Your task is to quote the listing below exactly, beginning with its first line and ending on the line bearing "- [x] *Docker".
------------------------------------------------
PR #1791, opened 2025-04-02
Cleanup CI caching

### LINKED ISSUE #1774: IBAMR 0.16: January 31, 2025
# IBAMR release tasks

## Summary

We haven't done a ton in the last six months (I was extremely busy getting Dr. Abdala everything she needed to finish on-time) but we should still tag a release at the end of the month.

We have a lot of PRs in the pipeline which are in some partially done state. As always, smaller PRs go through faster. I'll use the last week of this month to put out a release candidate so if you want stuff to make it in to 0.16 then get it done by January 24th.

Some extra TODOs:
- [x] *website dependencies*: Check and strongly consider combining the mac and linux pages.
- [x] *Docker image cleanup*: make sure we have a single Dockerfile available for each CI job and that they are reasonably up-to-date.
- [x] *Increase minimum version of libMesh and update tests*: at some point (1.6?) they rewrote their nodal quadrature rules. Lets just require 1.7 or newer and update our test output. *Edit* Actually... things work again with 1.7? I can't find the commit but it looks like they reversed their weird nodal quadrature update. This is good news - the test suite passes without modifications with 1.7.
- [x] *Eigen updates*: Check if we can get rid of `EigenAlignedVector`. I think that has been implemented correctly in a relatively recent version of Eigen.
- [ ] *CI caching*: use lessons learned in setting up Cardinal to revisit our object caching strategy

## static analysis

- [x] verify that neither `namespaces.h` nor `app_namespaces.h` are in IBTK or
  IBAMR headers
- [x] clear basic compilation warnings with GCC and clang on linux
- [x] compile with the latest libMesh release (which should be configured with
  `--disable-deprecated`) to verify that we do not use any deprecated
  functionality (this will cause compilation errors if we do use them). Add
  version checks: for example, here is one (lightly edited) in
  `IBFEInstrumentPannel.cpp` that uses a macro defined in `libmesh_version.h`:
```cpp
    // new API in 1.4.0
#if LIBMESH_VERSION_LESS_THAN(1, 4, 0)
    boundary_info.build_node_list(nodes, bcs);
#else
    const auto node_list = boundary_info.build_node_list();
    for (const auto& pair : node_list)
    {
        nodes.push_back(std::get<0>(pair));
        bcs.push_back(std::get<1>(pair));
    }
#endif
```
  around APIs to keep backwards compatibility with older versions of libMesh.
- [x] check the test suite with the oldest (3.7.0) and newest (latest release)
  versions of PETSc. Also check with the oldest (1.1.0) and newest (latest
  release) versions of libMesh.
- [x] clear basic compilation warnings with GCC and clang on linux and macOS
- [x] run cppcheck via
```
  cppcheck --force -j4 --enable=all -I./include/ -I./ibtk/include/  \
  $(find ./src ./ibtk/src -name '*.cpp') >cppcheck-results.txt 2>&1
```
- [x] Check that we don't call functions like
  `ReplicatedMesh::active_local_elements_end()` inside `for`-loop declarations
  since the end iterator is expensive to compute.
- [x] Check that we always get unique `HierarchyDataOps` by passing `true` as
  the third argument to `getOperationsDouble` et al. This prevents memory leaks
  where a statically stored `HierarchyDataOps` object keeps a patch hierarchy
  alive that is otherwise inaccessible.
- [x] Run clang-format on the entire code base via `make indent-all`.
- [x] Check that we don't use `Eigen::Index` anywhere: that is not available in
  older versions of Eigen. Instead, write
```cpp
    // Older versions of Eigen don't make Eigen::Index publicly available
#if EIGEN_VERSION_AT_LEAST(3, 3, 0)
    using IndexType = Eigen::Index;
#else
    using IndexType = typename MatrixType::Index;
#endif
```
  where needed.

## testing

- [x] Send out a message to the mailing list about the release asking about the
  status of any open PRs or bugs.
- [x] Run the test suite on a cluster where libMesh and PETSc were built without
  HDF5 support and HDF5 was installed as a user (see #687). Make sure all
  examples can compile and link.
- [x] Check that everything works on macOS where dependencies are installed with
  HomeBrew.
- [x] Double check that all examples compile cleanly with both autotools and
  CMake.
- [x] In general, run the test suite on as many platforms and configurations as
  possible to weed out problems.

## Copyright

- [x] Ensure that the top level file `COPYRIGHT` has the release year in it.
- [x] Check that new files that have been added since the last release have the
  correct copyright header. Try, for example,
```
  git log --diff-filter=A --numstat --pretty='COMMIT: %H %cd' v0.5.1..master
```
  to print all added files between `0.5.1` and `master` or just run
```
grep -L 'by the IBAMR developers' -R ./include/ ./ibtk/include/ ./src/ \
  ./ibtk/src/ | grep -v Makefile.in'
```
  to print all relevant (i.e., files not generated by automake) files which
  currently lack the copyright statement.
- [x] Run `scripts/maintenance/update_copyright.sh` to update copyright for
  standard file types.

## creating the release

- [x] Collate the changelog entries on `master` with
  `scripts/maintenance/generate-changes.sh`. Open a PR for this on GitHub: only
  proceed once it is merged.
- [x] Create a new branch `IBAMR-X.Y` locally off of master and increment the
  version in `VERSION` correctly. Push to GitHub without a PR:
```
  git push https://github.com/ibamr/ibamr.git IBAMR-X.Y
```
  where `X` and `Y` are the version numbers for the release (e.g., for the
  `0.5.0` release they are `0` and `5`). Note that the bugfix number does not go
  into the branch name.
- [x] Increment the version number on `master` to, e.g., `0.6.0-pre` to signify
  that `master` now corresponds to a prerelease state. Put this in a PR.
- [x] At this point the release branch and `master` will have diverged. Create a
  release candidate from the `IBAMR-X.Y` branch on GitHub and tag it as a
  prerelease (the tag should be `vX.Y.Z-rc1`). Be sure to include instructions
  on how to patch and compile SAMRAI.
- [x] If necessary, patch `IBAMR-X.Y` should the release candidate uncover more
  bugs.
- [x] Once `IBAMR-X.Y` is in good shape tag a proper release, i.e., `vX.Y.Z` and
  create a non-draft release on GitHub.
- [x] Send out a message to the mailing list about the release.
- [x] Add a note on the release to the web page.
- [x] Update version numbers on the build instructions web page.
- [x] Celebrate!

drwells:
Fixes #1774 (this is the last item on the release TODO list). Fixing the caching should make PRs run about twice as fast.

Since this is a CI change the normal checklist doesn't apply.

### DIFF
--- a/.github/workflows/push-master.yml
+++ b/.github/workflows/push-master.yml
@@ -20,6 +20,7 @@ on:
 permissions:
   contents: write
 jobs:
+  # doxygen
   deploy_documentation:
     runs-on: ubuntu-latest
     name: Compile and deploy doxygen documentation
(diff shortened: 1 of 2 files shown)


.github/workflows/push-master.yml
```diff
@@ -66,3 +67,141 @@ jobs:
           destination-repository-name: 'IBAMR-docs'
           user-email: 'travis@travis-ci.org'
           target-branch: master
+
+  # build IBAMR with CMake and update the cache
+  build_ibamr_cmake_016:
```
drwells, line 72: While this should all work (this is ported from Cardinal, where we have been using this approach for a year) there isn't a good way to test this except to merge this PR, wait, open another PR, and verify that we pick up the correct cache.

drwells:
Can someone take a look this week?

boyceg (approved):

boyceg:
@drwells: I got this error: https://github.com/IBAMR/IBAMR/actions/runs/14433566237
------------------------------------------------
**Exercise result**:
PR #1791, opened 2025-04-02
Cleanup CI caching

### LINKED ISSUE #1774: IBAMR 0.16: January 31, 2025
# IBAMR release tasks

## Summary

We haven't done a ton in the last six months (I was extremely busy getting Dr. Abdala everything she needed to finish on-time) but we should still tag a release at the end of the month.

We have a lot of PRs in the pipeline which are in some partially done state. As always, smaller PRs go through faster. I'll use the last week of this month to put out a release candidate so if you want stuff to make it in to 0.16 then get it done by January 24th.

Some extra TODOs:
- [x] *website dependencies*: Check and strongly consider combining the mac and linux pages.
- [x] *Docker image cleanup*: make sure we have a single Dockerfile available for each CI job and that they are reasonably up-to-date.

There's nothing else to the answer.